> Problem description
Search the listing below for the word "review" and return each line that contains it.

> Extracted material

Issue #65, opened 2022-05-30
Long datasets in vignettes


mhallal1:
Datasets are rendered in the `pkgdown` site and they tend to be very long and therefore not user friendly.

PR #130, opened 2022-12-20
fix documentation #65

chlebowa:
+ separated help pages for `TealData` and `MAETealData`
+ added `@seealso` fields to link to each other
+ bonus: fixed the Python vignette to not crash without the `reticulate` package


DESCRIPTION
```diff
@@ -59,4 +59,4 @@ Encoding: UTF-8
 Language: en-US
 LazyData: true
 Roxygen: list(markdown = TRUE)
-RoxygenNote: 7.2.1
+RoxygenNote: 7.2.2
```
asbates, line 62: Looks like GH Actions [doesn't like this version](https://github.com/insightsengineering/teal.data/actions/runs/3740976714/jobs/6349987680).

R/MAETealDataset.R
```diff
@@ -7,37 +7,33 @@
...
-#'
+#'        A vector of primary keys
 #' @param code (`character` or `CodeClass`)\cr
-#'   A character string defining the code needed to produce the data set in `x`.
-#'   `initialize()` and `recreate()` accept code as `CodeClass` also
-#'   which is needed to preserve the code uniqueness and correct order.
-#'
+#'        A character string defining the code needed to produce the data set in `x`.
+#'        initialize()` and `recreate()` accept code as `CodeClass` also
+#'        which is needed to preserve the code uniqueness and correct order.
```
mhallal1, line 19:
```suggestion
#'        initialize()` and `recreate()` accept code as `CodeClass` which is
#'        also needed to preserve the code uniqueness and correct order.
```

R/MAETealDataset.R
```diff
@@ -7,37 +7,33 @@
...
-#'   It's recommended to include `TealDataset` or `TealDatasetConnector` objects to
-#'   the `vars` list to preserve reproducibility. Please note that `vars`
-#'   are included to this object as local `vars` and they cannot be modified
-#'   within another dataset.
-#'
+#'        In case when this object code depends on other `TealDataset` object(s) or
+#'        other constant value, this/these object(s) should be included as named
+#'        element(s) of the list. For example if this object code needs `ADSL`
+#'        object we should specify `vars = list(ADSL = <adsl object>)`.
+#'        It's recommended to include `TealDataset` or `TealDatasetConnector` objects to
```
mhallal1, line 27:
```suggestion
#'        It is recommended to include `TealDataset` or `TealDatasetConnector` objects to
```

R/MAETealDataset.R
```diff
@@ -7,37 +7,33 @@
...
+#'        the `vars` list to preserve reproducibility. Please note that `vars`
+#'        are included to this object as local `vars` and they cannot be modified
+#'        within another dataset.
 #' @param metadata (named `list` or `NULL`) \cr
-#'   Field containing metadata about the dataset. Each element of the list
-#'   should be atomic and length one.
+#'        Field containing metadata about the dataset. Each element of the list
+#'        should be atomic and length one.
```
mhallal1, line 33:
```suggestion
#'        should be atomic and of length one.
```

R/MAETealDataset.R
mhallal1: same in `TealDataset`

DESCRIPTION
chlebowa: Dinakar was supposed to install the latest `roxygen2` but ran into some problems. It still works, though, tested in another package. And it can't be reversed, even if I downgrade my own `rozygen2`.

mhallal1 (approved):

Issue #121, opened 2022-11-23
Output of TealData should be tdata


nikolas-burkoff:
Should be done with https://github.com/insightsengineering/teal/issues/783

We are aiming to make tdata the universal data object in the teal framework. This issue is to update the `teal.data` package so that the data coming out of it for `teal::init` is of type `tdata`

1) The class definition of tdata should be moved out of teal and into here
2) TealData$pull() should output a `tdata` object
3) For non DDL data a tdata object should be created from the datasets
4) tdata should have CodeClass

In the future #102 along with https://github.com/insightsengineering/teal/issues/764#issuecomment-1318403191 will simplify the teal.data api and push the use of tdata further into teal.data but that is not this issue

gogonzo:
Probably we need to store CodeClass in tdata as we need a way to subset code for selected datasets. `code` could be an expression only if we decide to not subset the code or if we figure out [this](https://github.com/insightsengineering/teal.data/issues/37)

Issue #97, opened 2022-08-25
review check() method 


donyunardi:
There are evidence of check method logic is buggy:

- https://github.com/insightsengineering/teal.data/issues/17
- https://github.com/insightsengineering/teal.data/issues/13

Need to find the root cause, review design, or refine action items.

asbates:
I'd like to suggest considering a name change. `check` is not at all obvious. I think it should be something more like `check_code` or `check_dataset_code`.

PR #138, opened 2023-02-24
Tdata in tealdata@main

mhallal1:
closes #https://github.com/insightsengineering/teal.data/issues/121
depends on https://github.com/insightsengineering/teal.slice/pull/212 and https://github.com/insightsengineering/teal/pull/808

-Moved `tdata` from `teal` to `teal.data`
-Added `get_tdata` method to `TealData`
-Updated downstreams to use `TealData$get_tdata()` output instead of a `TealData` object
-Updated tests

TODO:
-figure the `code` issue


R/tdata.R
```diff
@@ -0,0 +1,188 @@
...
+#' isolate(data[["iris"]]())
+#'
+#' # Get code
+#' isolate(get_code_tdata(data))
+#'
+#' # Get metadata
+#' get_metadata(data, "iris")
+#'
+#' @export
+new_tdata <- function(data, code = "", join_keys = NULL, metadata = NULL, check = FALSE, label) {
```
mhallal1, line 48: the `check` argument here is not in its perfect place and is only passed downstream inside `FilteredData` to be called in `teal::get_datasets_code` to evaluate if an warning message should be returned in the SRC or not.
An alternative to this would be not to pass `check` at all but rather to evaluate if `check` is TRUE or FALSE upstream and throw a warning message in the console. This will not return a warnings message in the SRC as it is done now but will avoid us the passing an unnecessary argument all through the teal app setup.
@nikolas-burkoff @donyunardi @lcd2yyz

nikolas-burkoff: https://github.com/insightsengineering/teal.data/issues/97

asbates:
NEWS update? But I guess not if this is internal only.

R/tdata.R
```diff
@@ -0,0 +1,188 @@
...
+
+
+#' Wrapper for `get_code.tdata`
+#' This wrapper is to be used by downstream packages to extract the code of a `tdata` object
+#'
+#' @param data (`tdata`) object
+#'
+#' @return (`character`) code used in the `tdata` object.
+#' @export
+get_code_tdata <- function(data) {
```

> Solution below
review check() method 
Need to find the root cause, review design, or refine action items.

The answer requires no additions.